*** Opening of THE DATA ***
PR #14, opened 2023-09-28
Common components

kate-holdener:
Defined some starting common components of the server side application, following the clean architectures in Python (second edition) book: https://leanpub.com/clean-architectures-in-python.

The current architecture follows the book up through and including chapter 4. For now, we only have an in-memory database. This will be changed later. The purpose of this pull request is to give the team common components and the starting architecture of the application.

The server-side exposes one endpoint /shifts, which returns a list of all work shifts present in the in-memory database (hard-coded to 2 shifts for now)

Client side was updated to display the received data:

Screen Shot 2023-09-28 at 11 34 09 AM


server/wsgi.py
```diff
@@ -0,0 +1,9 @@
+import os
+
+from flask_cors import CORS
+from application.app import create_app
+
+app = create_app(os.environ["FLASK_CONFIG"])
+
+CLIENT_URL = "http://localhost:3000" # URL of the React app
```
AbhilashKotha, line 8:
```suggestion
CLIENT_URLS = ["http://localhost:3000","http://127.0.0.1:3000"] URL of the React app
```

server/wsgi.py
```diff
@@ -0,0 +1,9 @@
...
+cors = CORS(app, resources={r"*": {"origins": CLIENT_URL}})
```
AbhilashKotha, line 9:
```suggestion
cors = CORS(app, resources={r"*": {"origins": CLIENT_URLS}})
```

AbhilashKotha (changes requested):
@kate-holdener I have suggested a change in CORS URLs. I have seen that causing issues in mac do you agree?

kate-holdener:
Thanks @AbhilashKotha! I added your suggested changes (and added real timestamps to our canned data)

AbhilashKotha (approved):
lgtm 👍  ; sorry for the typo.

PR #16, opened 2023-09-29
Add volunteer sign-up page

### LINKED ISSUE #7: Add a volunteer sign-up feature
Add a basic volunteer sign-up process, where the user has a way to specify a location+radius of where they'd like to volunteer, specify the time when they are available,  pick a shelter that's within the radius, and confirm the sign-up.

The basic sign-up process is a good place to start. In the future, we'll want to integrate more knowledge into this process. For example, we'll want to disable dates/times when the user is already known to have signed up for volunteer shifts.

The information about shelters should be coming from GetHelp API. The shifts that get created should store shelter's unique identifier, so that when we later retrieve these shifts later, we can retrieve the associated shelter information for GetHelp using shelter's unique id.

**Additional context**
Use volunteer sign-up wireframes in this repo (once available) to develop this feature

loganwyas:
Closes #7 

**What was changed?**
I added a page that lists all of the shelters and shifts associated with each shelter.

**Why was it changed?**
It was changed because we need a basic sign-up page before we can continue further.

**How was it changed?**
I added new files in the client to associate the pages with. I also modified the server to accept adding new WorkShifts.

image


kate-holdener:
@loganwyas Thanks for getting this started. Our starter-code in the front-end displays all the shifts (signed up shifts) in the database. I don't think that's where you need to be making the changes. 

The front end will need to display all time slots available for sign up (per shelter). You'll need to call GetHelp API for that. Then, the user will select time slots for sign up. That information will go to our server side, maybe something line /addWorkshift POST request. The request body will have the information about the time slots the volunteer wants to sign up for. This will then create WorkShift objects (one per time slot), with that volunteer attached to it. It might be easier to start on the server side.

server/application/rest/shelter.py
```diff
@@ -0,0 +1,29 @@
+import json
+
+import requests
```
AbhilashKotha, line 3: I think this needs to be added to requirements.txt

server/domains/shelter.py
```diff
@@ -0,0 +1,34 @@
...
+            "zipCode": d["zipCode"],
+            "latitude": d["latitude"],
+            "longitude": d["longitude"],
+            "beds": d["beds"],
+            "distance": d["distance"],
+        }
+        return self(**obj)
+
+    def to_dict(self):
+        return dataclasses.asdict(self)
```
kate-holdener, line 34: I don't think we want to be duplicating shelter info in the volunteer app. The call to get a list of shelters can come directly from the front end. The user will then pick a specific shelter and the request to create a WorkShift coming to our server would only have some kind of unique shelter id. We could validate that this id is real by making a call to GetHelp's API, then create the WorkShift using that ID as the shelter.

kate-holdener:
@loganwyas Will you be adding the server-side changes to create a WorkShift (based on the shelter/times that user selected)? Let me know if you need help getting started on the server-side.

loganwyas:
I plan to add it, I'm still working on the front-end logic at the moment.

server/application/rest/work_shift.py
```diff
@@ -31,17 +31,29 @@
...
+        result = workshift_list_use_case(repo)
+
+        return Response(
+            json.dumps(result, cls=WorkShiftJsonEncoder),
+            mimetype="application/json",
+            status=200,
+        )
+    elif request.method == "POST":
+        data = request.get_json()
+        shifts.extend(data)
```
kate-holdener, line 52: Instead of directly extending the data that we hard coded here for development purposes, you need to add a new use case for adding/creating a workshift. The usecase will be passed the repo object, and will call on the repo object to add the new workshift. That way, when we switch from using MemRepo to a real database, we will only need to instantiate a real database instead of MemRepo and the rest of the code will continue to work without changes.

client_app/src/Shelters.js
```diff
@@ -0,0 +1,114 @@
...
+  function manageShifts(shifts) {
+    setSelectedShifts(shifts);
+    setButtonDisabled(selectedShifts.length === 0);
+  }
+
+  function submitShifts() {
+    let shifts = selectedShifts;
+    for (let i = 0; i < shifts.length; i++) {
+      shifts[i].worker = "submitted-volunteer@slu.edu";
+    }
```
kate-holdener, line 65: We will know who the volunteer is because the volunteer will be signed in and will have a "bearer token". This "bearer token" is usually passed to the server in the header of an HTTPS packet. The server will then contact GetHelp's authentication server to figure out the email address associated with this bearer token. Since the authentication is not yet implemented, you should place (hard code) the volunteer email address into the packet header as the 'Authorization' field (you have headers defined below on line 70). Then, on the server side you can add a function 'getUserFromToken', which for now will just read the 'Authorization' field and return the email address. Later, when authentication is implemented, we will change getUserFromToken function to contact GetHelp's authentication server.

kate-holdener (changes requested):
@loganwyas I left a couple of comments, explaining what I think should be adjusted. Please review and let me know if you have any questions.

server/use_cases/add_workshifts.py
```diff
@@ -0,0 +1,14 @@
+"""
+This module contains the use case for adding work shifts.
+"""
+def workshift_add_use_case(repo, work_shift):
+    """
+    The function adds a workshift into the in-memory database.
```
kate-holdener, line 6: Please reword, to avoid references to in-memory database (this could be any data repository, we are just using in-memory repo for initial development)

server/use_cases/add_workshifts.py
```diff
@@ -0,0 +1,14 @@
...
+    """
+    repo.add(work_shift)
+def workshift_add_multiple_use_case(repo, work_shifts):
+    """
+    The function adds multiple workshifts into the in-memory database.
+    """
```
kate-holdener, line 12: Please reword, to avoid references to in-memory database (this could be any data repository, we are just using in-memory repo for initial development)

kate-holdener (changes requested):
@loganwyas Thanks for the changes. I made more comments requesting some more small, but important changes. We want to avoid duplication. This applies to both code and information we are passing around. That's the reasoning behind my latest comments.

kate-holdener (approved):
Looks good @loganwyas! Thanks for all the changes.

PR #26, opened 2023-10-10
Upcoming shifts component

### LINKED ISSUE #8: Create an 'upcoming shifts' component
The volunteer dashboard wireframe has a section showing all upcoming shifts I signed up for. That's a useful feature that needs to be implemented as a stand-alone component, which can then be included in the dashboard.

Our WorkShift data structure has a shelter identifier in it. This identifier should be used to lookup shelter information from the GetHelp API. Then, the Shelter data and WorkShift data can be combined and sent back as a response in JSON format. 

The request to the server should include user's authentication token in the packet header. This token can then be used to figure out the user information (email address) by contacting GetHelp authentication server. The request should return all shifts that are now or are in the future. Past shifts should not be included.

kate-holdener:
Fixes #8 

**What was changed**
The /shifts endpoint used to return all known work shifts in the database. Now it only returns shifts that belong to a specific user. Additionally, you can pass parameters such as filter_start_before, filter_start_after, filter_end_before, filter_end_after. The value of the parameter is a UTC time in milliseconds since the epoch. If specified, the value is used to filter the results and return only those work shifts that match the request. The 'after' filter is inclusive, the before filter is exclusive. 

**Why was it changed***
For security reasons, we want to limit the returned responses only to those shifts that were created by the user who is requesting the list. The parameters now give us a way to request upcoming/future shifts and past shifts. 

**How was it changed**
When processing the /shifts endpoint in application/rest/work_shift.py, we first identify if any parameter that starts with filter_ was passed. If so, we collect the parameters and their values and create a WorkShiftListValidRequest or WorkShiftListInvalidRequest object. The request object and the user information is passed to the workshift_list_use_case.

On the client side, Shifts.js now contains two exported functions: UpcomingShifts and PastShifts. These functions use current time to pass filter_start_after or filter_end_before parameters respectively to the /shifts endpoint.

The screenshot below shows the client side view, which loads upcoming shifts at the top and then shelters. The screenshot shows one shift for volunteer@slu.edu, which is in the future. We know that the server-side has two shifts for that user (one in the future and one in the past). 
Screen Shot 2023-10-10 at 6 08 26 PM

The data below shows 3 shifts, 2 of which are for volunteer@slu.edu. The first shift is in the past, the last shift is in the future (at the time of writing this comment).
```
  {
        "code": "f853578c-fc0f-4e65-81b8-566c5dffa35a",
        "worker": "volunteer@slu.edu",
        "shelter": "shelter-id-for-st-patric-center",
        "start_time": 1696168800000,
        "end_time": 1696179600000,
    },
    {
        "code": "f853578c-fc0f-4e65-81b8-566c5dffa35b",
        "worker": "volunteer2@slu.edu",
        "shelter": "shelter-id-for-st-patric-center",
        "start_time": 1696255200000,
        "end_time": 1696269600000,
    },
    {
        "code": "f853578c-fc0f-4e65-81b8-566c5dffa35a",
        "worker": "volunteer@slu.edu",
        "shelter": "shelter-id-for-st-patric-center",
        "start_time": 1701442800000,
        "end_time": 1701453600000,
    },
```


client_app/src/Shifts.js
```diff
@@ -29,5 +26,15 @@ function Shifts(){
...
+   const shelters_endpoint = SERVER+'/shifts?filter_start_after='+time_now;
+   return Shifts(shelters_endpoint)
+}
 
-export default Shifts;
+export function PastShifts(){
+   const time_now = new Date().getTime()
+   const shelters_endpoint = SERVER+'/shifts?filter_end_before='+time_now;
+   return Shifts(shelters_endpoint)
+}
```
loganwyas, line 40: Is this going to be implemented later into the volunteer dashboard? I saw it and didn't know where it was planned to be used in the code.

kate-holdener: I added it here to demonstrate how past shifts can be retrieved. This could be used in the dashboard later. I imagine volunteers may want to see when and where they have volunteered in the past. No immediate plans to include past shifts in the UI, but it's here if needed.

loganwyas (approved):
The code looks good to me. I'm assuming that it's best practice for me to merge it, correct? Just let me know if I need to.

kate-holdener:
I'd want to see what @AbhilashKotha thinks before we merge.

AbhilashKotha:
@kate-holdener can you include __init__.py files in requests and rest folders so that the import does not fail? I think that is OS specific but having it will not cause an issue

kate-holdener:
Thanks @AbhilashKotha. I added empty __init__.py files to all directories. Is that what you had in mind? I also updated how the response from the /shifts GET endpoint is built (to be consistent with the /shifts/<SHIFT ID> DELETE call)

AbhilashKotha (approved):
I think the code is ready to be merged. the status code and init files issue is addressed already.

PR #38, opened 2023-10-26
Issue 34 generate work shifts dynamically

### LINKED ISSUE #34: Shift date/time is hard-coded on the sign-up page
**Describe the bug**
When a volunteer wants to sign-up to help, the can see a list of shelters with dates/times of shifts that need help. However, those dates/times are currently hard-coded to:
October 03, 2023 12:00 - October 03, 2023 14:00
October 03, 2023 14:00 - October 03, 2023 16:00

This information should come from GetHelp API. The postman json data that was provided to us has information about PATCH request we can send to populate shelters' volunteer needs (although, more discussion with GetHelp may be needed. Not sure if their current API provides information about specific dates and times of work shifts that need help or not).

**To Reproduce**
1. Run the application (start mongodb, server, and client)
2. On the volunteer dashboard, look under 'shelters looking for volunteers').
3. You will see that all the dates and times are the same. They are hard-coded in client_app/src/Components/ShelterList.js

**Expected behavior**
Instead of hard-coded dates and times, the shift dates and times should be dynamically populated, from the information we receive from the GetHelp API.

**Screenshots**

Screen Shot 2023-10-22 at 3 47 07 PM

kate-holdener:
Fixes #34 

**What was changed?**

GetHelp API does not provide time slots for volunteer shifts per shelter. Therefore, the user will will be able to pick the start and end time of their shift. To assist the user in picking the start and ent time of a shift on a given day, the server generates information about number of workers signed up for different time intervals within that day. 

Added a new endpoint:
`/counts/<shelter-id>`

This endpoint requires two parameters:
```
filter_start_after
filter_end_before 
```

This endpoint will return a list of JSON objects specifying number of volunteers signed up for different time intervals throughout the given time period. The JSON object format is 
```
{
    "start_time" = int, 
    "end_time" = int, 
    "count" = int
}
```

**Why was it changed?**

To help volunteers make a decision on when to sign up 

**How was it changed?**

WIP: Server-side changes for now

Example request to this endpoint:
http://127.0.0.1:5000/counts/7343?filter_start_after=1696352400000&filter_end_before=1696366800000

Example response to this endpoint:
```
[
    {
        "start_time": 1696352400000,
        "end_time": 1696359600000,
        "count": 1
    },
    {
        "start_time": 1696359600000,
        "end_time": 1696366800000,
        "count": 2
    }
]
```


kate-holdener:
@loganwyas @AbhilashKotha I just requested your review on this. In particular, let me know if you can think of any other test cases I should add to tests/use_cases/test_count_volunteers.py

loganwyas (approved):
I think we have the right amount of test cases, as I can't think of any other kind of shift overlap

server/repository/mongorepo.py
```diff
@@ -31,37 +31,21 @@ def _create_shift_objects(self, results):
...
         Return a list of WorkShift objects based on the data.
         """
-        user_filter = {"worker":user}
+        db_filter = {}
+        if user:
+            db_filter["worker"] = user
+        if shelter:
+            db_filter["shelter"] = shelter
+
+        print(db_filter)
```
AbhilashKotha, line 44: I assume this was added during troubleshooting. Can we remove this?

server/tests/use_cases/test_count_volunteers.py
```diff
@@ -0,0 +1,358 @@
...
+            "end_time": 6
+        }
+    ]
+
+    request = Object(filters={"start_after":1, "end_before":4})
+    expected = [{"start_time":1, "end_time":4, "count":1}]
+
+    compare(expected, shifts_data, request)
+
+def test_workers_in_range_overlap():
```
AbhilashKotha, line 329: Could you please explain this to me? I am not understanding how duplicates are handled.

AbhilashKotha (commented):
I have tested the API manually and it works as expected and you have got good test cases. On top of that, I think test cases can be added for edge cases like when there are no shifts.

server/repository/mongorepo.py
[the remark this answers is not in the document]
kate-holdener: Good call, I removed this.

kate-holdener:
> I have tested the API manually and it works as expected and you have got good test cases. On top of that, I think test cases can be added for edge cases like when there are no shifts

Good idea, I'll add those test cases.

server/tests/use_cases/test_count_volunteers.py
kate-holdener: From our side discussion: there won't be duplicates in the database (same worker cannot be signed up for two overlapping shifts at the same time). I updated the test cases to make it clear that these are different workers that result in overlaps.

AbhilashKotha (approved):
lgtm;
*** Close of THE DATA ***
*** Opening of THE DATA ***
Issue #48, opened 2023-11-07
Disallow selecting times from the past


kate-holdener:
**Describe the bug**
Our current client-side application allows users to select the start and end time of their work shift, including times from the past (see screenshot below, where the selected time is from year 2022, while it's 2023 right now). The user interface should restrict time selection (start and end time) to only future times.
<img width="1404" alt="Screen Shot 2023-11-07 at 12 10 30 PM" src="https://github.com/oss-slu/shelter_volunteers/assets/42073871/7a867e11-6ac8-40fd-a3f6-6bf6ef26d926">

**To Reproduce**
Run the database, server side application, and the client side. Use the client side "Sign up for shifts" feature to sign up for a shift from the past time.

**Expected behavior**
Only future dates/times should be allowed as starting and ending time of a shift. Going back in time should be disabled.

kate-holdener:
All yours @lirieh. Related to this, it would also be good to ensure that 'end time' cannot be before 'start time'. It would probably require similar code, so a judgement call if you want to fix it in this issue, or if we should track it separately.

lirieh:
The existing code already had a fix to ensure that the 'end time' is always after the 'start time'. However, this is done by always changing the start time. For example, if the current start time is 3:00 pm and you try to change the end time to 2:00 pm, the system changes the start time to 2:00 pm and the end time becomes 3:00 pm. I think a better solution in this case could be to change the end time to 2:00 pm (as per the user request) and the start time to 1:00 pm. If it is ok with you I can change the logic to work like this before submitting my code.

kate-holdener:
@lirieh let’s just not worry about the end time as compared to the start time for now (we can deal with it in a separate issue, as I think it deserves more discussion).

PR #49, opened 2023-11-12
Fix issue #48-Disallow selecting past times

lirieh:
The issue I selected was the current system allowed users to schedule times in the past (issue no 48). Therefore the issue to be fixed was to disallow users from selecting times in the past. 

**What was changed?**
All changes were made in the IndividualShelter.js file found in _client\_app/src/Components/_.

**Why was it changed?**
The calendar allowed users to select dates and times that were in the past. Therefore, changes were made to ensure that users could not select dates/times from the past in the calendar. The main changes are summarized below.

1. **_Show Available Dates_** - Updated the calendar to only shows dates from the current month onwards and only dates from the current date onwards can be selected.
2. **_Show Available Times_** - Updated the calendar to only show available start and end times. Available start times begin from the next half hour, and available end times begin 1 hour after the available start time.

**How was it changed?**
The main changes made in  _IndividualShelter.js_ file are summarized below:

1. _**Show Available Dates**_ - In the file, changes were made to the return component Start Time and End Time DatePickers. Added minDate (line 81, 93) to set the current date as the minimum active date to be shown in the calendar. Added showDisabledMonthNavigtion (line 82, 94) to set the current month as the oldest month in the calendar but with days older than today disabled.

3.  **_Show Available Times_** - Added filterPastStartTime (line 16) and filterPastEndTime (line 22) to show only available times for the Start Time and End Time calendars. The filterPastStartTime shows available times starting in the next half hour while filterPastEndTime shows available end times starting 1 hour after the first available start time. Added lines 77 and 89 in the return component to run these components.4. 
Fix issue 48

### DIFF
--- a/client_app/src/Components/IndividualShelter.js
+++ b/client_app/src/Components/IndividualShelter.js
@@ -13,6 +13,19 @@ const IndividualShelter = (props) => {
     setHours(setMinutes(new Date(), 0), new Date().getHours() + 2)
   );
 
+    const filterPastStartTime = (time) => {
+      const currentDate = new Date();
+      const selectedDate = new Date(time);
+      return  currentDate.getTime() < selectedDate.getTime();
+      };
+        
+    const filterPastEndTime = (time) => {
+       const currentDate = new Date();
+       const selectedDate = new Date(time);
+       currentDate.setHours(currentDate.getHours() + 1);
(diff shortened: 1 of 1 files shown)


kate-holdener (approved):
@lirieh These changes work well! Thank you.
*** Close of THE DATA ***
### EXERCISE
When a line of the records has the word "October", pick it out and copy it.

### RESPONSE BOX
October 03, 2023 12:00 - October 03, 2023 14:00
October 03, 2023 14:00 - October 03, 2023 16:00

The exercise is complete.